A locale object does nothing on its own. Building locale(decimal_mark = ",") and then calling parse_double() without passing it changes nothing. The object must reach a parse_*() or read_*() call through its locale argument.

An unsupported language code fails. date_names accepts the codes listed by date_names_langs(). A made-up code like "xx" raises an error rather than silently falling back to English.

RCheck which language codes exist
head(date_names_langs(), 8) #> [1] "af" "am" "ar" "as" "az" "be" "bg" "bn"

  

Try it yourself

Try it: Build a locale for German numbers (comma decimal, period grouping) and use it to parse the string "2.000,50". Save the result to ex_num.

RYour turn: parse a German number
# Try it: parse "2.000,50" with a German locale ex_num <- # your code here ex_num #> Expected: 2000.5

  
Click to reveal solution
RSolution
de <- locale(decimal_mark = ",", grouping_mark = ".") ex_num <- parse_double("2.000,50", locale = de) ex_num #> [1] 2000.5

  

Explanation: The German locale tells parse_double() that the comma is the decimal point and the period groups thousands. readr strips the grouping period and reads the comma as the fraction separator.

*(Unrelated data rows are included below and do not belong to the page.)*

Issue #5878, opened 2020-01-08
Make the copy outpoint feature relevant again


bilthon:
This is actually something that was present in v3.3.8 of Electrum, but which I can see has changed on 4.0.0. The feature itself has to do with the copy to clipboard of outpoint data in the "coins" section.

UTXOs in the "coins" section are displayed in an abbreviated form, for instance:

> 9269f2c6a8c04bb5...:1

And that's still true for 4.0.0 and I agree that it is the right thing to do. However it used to be that when one right-clicked a specific outpoint and selected the "copy" option, the full data "txid:index" (without the shortening & ellipsis) ended up in the clipboard. What I see now after compiling 4.0.0 (at commit 29cf01524a286b3a6c884a6a05df12a8b759c12f) is that the clipboard data is also the abbreviated version.

I am experimenting with a side-project that would greatly benefit if the actual data being copied to clipboard is the full outpoint and not the abbreviated version, which is kind of useless if you come to think about it. The reasoning here is that if you went ahead and selected a specific outpoint and "copied" it to clipboard, you're likely interested in its full content, not just the abbreviated version.

I'm not that familiar with the codebase, but was able to narrow down the file at `gui/qt/utxo_list.py` as the potential modification target.

SomberNight:
done in https://github.com/spesmilo/electrum/pull/5879

PR #5879, opened 2020-01-08
Restoring old behavior of the outpoint copy to clipboard feature

bilthon:
This fixes the issue described at #5878

### DIFF
--- a/electrum/gui/qt/util.py
+++ b/electrum/gui/qt/util.py
@@ -480,6 +480,7 @@ class ElectrumItemDelegate(QStyledItemDelegate):
         return super().createEditor(parent, option, idx)
 
 class MyTreeView(QTreeView):
+    ROLE_CLIPBOARD_DATA = Qt.UserRole + 100
 
     def __init__(self, parent: 'ElectrumWindow', create_menu, *,
                  stretch_column=None, editable_columns=None):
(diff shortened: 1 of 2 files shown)


electrum/gui/qt/util.py
```diff
@@ -653,7 +653,11 @@ def add_copy_menu(self, menu, idx):
         for column in self.Columns:
             column_title = self.model().horizontalHeaderItem(column).text()
             item_col = self.model().itemFromIndex(idx.sibling(idx.row(), column))
-            column_data = item_col.text().strip()
+            data = item_col.data()
```
SomberNight: The name `data` is not very descriptive, I suggest renaming to `clipboard_data`.
I would rather not use `QStandardItem.setData()` and `QStandardItem.data()` without specifying the `role` argument.
At the top of this class, `MyTreeView`, let's define an attribute (of the class), e.g.:
`ROLE_CLIPBOARD_DATA = Qt.UserRole + 100`
Then, we could have:
```suggestion
            clipboard_data = item_col.data(self.ROLE_CLIPBOARD_DATA)
```

electrum/gui/qt/utxo_list.py
```diff
@@ -96,6 +96,8 @@ def insert_utxo(self, idx, utxo: PartialTxInput):
         amount = self.parent.format_amount(utxo.value_sats(), whitespaces=True)
         labels = [name_short, address, label, amount, '%d'%height]
         utxo_item = [QStandardItem(x) for x in labels]
+        # Storing the full outpoint as the data payload of this item
+        utxo_item[0].setData(name)
```
SomberNight: There are already a few similar lines below, in particular `utxo_item[self.Columns.ADDRESS].setData(name, Qt.UserRole)`.
Let's move this below that one.
Also, like those lines below, please do not use a magic number here (`0`).
Along with the suggestion for the other file, we could have:
```suggestion
        utxo_item[self.Columns.OUTPOINT].setData(name, self.ROLE_CLIPBOARD_DATA)
```

electrum/gui/qt/util.py
bilthon: Makes sense, done.

electrum/gui/qt/utxo_list.py
bilthon: Also done.

SomberNight:
Thanks

PR #5890, opened 2020-01-13
Electrum Kivy implementation

radha-cis:
> Electrum Kivy implementation

1. Enable Hardware device option for the Android app.
2. Get Hardware wallet device detection and move to the select a device screen.
3. By selecting the hardware device, move forward for the type of addresses screen for which we want to create a wallet.


ecdsa:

These functions work alongside locale() when importing and parsing data:

  • default_locale() returns readr's current default locale object.
  • date_names_lang() builds a date_names set from a single language code.
  • parse_date() converts character strings to Date objects and accepts a locale.
  • parse_number() extracts numbers from messy text using the locale's marks.
  • read_csv() reads a delimited file and forwards locale to every column.

FAQ

What does the locale argument do in read_csv()?

The locale argument tells read_csv() how to interpret region-specific values in the file. It controls the decimal and grouping marks for numeric columns, the language for month and weekday names in date columns, the character encoding of the file, and the time zone for parsed times. You build the object with locale() and pass it once; readr then applies those rules to every column it parses during that single import.

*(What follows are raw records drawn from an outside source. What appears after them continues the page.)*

PR #5898, opened 2020-01-21
Add command line option to forget config on exit.

leo-lb:
By default, Electrum saves the last opened wallet's path as well as
recently opened wallets.

This can be damaging to plausible deniability.

Now it's possible to run Electrum with `--forgetconfig` to not
write to the config at all, which includes the wallet paths.

### DIFF
--- a/electrum/commands.py
+++ b/electrum/commands.py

How do I read a file with comma decimal separators in R?

Build a locale with locale(decimal_mark = ",", grouping_mark = ".") and pass it to the reader. For a semicolon-delimited European file you can also use read_csv2(), which already assumes a comma decimal and semicolon delimiter. For other delimiters, use read_delim() with an explicit delim and the custom locale. The marks must be different characters or readr raises an error.

How do I parse non-English dates with readr?

Set the date_names argument of locale() to a language code, such as locale(date_names = "de") for German. Then the %B and %b format codes match that language's month names. Pass the locale to parse_date() or to read_csv() through its locale argument. Run date_names_langs() to see every supported code.

What is the difference between locale() and default_locale()?

locale() is a constructor: you call it with the arguments you want to change and it returns a new locale object. default_locale() takes no arguments and returns the locale readr uses when you do not supply one, which assumes US English conventions. In practice you call default_locale() to inspect the baseline and locale() to build a customized object for a specific file.

Conclusion

locale() is how you make readr respect regional data conventions. Build one locale() object with the decimal mark, date language, encoding, and time zone your file uses, then pass it to read_csv() or any parse_*() function. Keeping the regional rules in a single object makes imports predictable and easy to reuse. For the broader workflow of bringing external files into R, see the guide on importing data in R.